🤖 AI Summary
This work investigates the intrinsic mechanisms underlying the efficiency of CDCL SAT solvers on circuit verification problems, particularly those involving arithmetic. To this end, we introduce the novel concept of a “proofdoor,” which captures solver efficiency by partitioning unsatisfiable CNF formulas and applying interpolant sequences to enable stepwise reasoning. Our key contribution is the establishment of the first proofdoor decomposition framework, which elucidates how partitioned reasoning and the propagation of interpolant information critically enhance solving efficiency. We further connect this framework to theoretical bounds of partially ordered resolution. Theoretical analysis shows that formulas admitting small proofdoors possess short resolution proofs and are solvable in polynomial time under specific CDCL configurations. Notably, equivalence-checking formulas for floating-point adders—despite exhibiting large pathwidth—exhibit small proofdoors, thereby explaining their empirical tractability.
📝 Abstract
We propose a new parameter called proofdoor in an attempt to explain the efficiency of CDCL SAT solvers over formulas derived from circuit (esp., arithmetic) verification applications. Informally, given an unsatisfiable CNF formula F over n variables, a proofdoor decomposition consists of a chunking of the clauses into A1, . . . , Ak together with a sequence of interpolants connecting these chunks. Intuitively, a proofdoor captures the idea that an unsatisfiable formula can be refuted by reasoning chunk by chunk, while maintaining only a summary of the information (i.e., interpolants) gained so far for subsequent reasoning steps.

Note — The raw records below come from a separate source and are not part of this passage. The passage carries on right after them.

PR #299, opened 2019-09-30
Compressing batch and anchor files

mudiali:
The core now compresses both the batch and the anchor files before sending them off to the IPFS service. It uses the zlib library to compress the data in gzip.


lib/core/versions/latest/AnchorFile.ts
```diff
@@ -103,4 +111,15 @@ export default class AnchorFile {
 
     return false;
   }
+
+  /**
+   * Creates a buffer from the input so that the buffer can be persisted.
+   */
+  public static async createBufferFromAnchorFileModel (anchorFileModel: AnchorFileModel): Promise<Buffer> {
```
thehenrytsai: Consider rename method to `createCompressedBufferFromAnchorFileModel` or maybe just `compressAnchorFileModel`

mudiali: I feel like that 'compressing' information is an internal detail and should not be exposed to caller. Tomorrow, the AnchorFile.ts can decide to not compress and that detail should stay within.

lib/core/versions/latest/AnchorFile.ts
```diff
@@ -13,11 +14,18 @@ export default class AnchorFile {
...
+    try {
+      anchorFileDecompressedBuffer = await Compressor.decompressBuffer(anchorFileBuffer);
+    } catch {
+      throw new SidetreeError(ErrorCode.AnchorFileDecompressionFailure);
+    }
 
     let anchorFile;
     try {
-      anchorFile = JSON.parse(anchorFileBuffer.toString());
+      anchorFile = JSON.parse(anchorFileDecompressedBuffer.toString());
```
thehenrytsai: Consider:
```suggestion
      anchorFile = JSON.parse(anchorFileDecompressedBuffer);
```
Looks like you were able to do so for the batch file decompression.

lib/core/versions/latest/BatchWriter.ts
```diff
@@ -49,14 +51,14 @@ export default class BatchWriter implements IBatchWriter {
...
-    const anchorFile = {
+    const anchorFileModel: AnchorFileModel = {
       batchFileHash: batchFileHash,
       merkleRoot: encodedMerkleRoot,
       didUniqueSuffixes
     };
 
     // Make the 'anchor file' available in content addressable store.
-    const anchorFileJsonBuffer = Buffer.from(JSON.stringify(anchorFile));
+    const anchorFileJsonBuffer = await AnchorFile.createBufferFromAnchorFileModel(anchorFileModel);
```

We prove several theorems in support of the proposition that proofdoors can explain the efficiency of CDCL solvers for some class of circuit verification problems. First, we show that formulas with small proofdoors (i.e., where each interpolant is O(n) sized, each chunk Ai has small pathwidth, and each interpolant clause has at most O(log(n)) backward dependency on the previous interpolant) have short resolution (Res) proofs. Second, we show that certain configurations of CDCL solvers can compute such proofs in time polynomial in n. Third, we show that commutativity (miter) formulas over floating-point addition have small proofdoors and hence short Res proofs, even though they have large pathwidth. Fourth, we characterize the limits of the proofdoor framework by connecting proofdoors to the partially ordered resolution proof system: we show that a poor decomposition of arithmetic miter instances can force exponentially large partially ordered resolution proofs, even when a different decomposition (i.e., small proofdoors) permits short proofs.